What does it exactly mean when we say that a photon or light is "frozen" at the event horizon?

Question

Objects on this site are said to "freeze" at the event horizon, but what about photons themselves?

I have read this question:

At the event horizon $v_{eff} = 0$ and the light beam is frozen at the horizon unable to move outwards.

If you shoot a light beam behind the event horizon of a black hole, what happens to the light?

And this one:

At large distances (large r) the velocity tends to 1 (i.e. c) but close to the black hole it decreases, and falls to zero at the event horizon. But, but, but, be absolutely clear what you're calculating. All you're calculating is the speed of light in your co-ordinate system i.e. the result you get applies only to you. Other observers in other places will calculate a different value, and every observer everywhere will find the local speed of light to have the same value of c.

Speed of light in a gravitational field?

Now two very important rules about photons/light that come to mind:

1. photons (or classically light) do not have a rest frame (special relativity)

2. photons (or light) can never be brought to rest (they move at speed c always)

The speed of photons is always c, when measured locally in vacuum. This question is about a non-local measurement.

However, when I measure the speed of light based on the second answer above, I get zero at the event horizon, which might be interpreted, as being at rest, that is having a rest frame (from an external point of view).

Question:

1. What does it exactly mean when we say that a photon or light is "frozen" at the event horizon?

Answer 1

It doesn't mean a lot.

Event horizons are outward-moving lightlike surfaces, but the curvature is such that usually their overall size doesn't increase (except during black hole formation, accretion of matter, and mergers).

If you cover a part of the event horizon with local inertial coordinates, the speed of the light on the horizon is $c$ with respect to those coordinates. But there isn't any inertial or approximately inertial coordinate system that covers the entire horizon (because of spacetime curvature). Some common coordinate systems that do cover the whole horizon use an $r$ coordinate that is constant on the horizon (when it isn't expanding). The $dr/dt$ speed of outward-moving light on the horizon is therefore zero. The same light at the same time has a speed of $c$ in the inertial coordinates. The light isn't at rest. It's moving at the speed of light, which just happens to be $0$ in certain coordinate systems.

Answer 2

As far as I understand, you won't see visible light as it is. Anything you see will be highly red-shifted. By frozen, we mean that we will never see it fall inside the black hole. From the perspective of a distant viewer, it will seem like it takes an infinite amount of time to cross the event horizon, because of time dilation. But if a person were, say, hypothetically riding on that photon, he would find it crossing the event horizon in a finite amount of time. And he would measure its speed to be c.

Answer 3

This is on the general expression "frozen light" .

In this article

A pulse of light has been stopped in its tracks with all its photons intact, reveal US physic

In a vacuum, light travels at the phenomenal speed of approximately 300,000,000 metres per second. Scientists can exploit the way that the electric and magnetic fields in light interact with matter to slow it down.
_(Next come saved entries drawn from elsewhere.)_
PR #229, opened 2017-10-18
Cache file fixes

tribal-tec:
* Optimize reading speed, total loading time went from ~140 to ~60 seconds
* Fix missing progress update
* Don't build default scene when loading cache file

### DIFF
--- a/plugins/engines/ospray/OSPRayScene.cpp
+++ b/plugins/engines/ospray/OSPRayScene.cpp
@@ -369,10 +369,11 @@ void OSPRayScene::_saveCacheFile()
     BRAYNS_INFO << "Scene successfully saved" << std::endl;
 }
 
-void OSPRayScene::_loadCacheFile()
+void OSPRayScene::loadSceneFromCacheFile()
 {
-    const std::string& filename =
-        _parametersManager.getGeometryParameters().getLoadCacheFile();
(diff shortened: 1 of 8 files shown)


plugins/engines/ospray/OSPRayScene.cpp
```diff
@@ -921,7 +906,7 @@ void OSPRayScene::buildGeometry()
     BRAYNS_INFO << "---------------------------------------------------"
                 << std::endl;
 
-    if (!_parametersManager.getGeometryParameters().getSaveCacheFile().empty())
+    if (!geomParams.getSaveCacheFile().empty())
```
rdumusc: this should be outside the buildGeometry() function

plugins/engines/ospray/OSPRayScene.h
```diff
@@ -91,7 +94,6 @@ class OSPRayScene : public brayns::Scene
     uint64_t _serializeCones(const size_t materialId);
     uint64_t _buildMeshOSPGeometry(const size_t materialId);
 
-    void _loadCacheFile();
     void _saveCacheFile();
```
rdumusc: if saveSceneToCacheFile is empty, move contents to saveSceneToCacheFile()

Over the last few years, scientists have become masters of the light beam. Speeds of a few metres per second are now reached routinely in laboratories around the world. It is rather harder, however, to stop light completely and previous attempts have halted light but lost its photons in the process.

Mikhail Lukin and colleagues at Harvard University in Cambridge, Massachusetts managed to stop light without this loss by firing a short burst of red laser light into a gas of hot rubidium atoms.

This is then “frozen” with the help of two control beams. The light in the control beams interacts with the rubidium atoms to create layers that alternately transmit and reflect the pulse.

As the signal tries to propagate through these layers, the photons bounce backwards and forwards between them. As a result, the pulse makes no forward progress – the light is “frozen” in place. The pulse is set free when the control beams are turned off.

italics mine.

In terms of photons, a frozen light beam means that the addition of the wavefunctions of the photons adds up to frozen light

The strong gravitational field of a black hole traps photons in trajectories around the hole at the horizon. It is the light that is frozen, not the photons. The photons are are in orbits, but the light is frozen. Their wavefunctions add up to a frozen electromagnetic wave, analogous to the frozen light in the experiment above.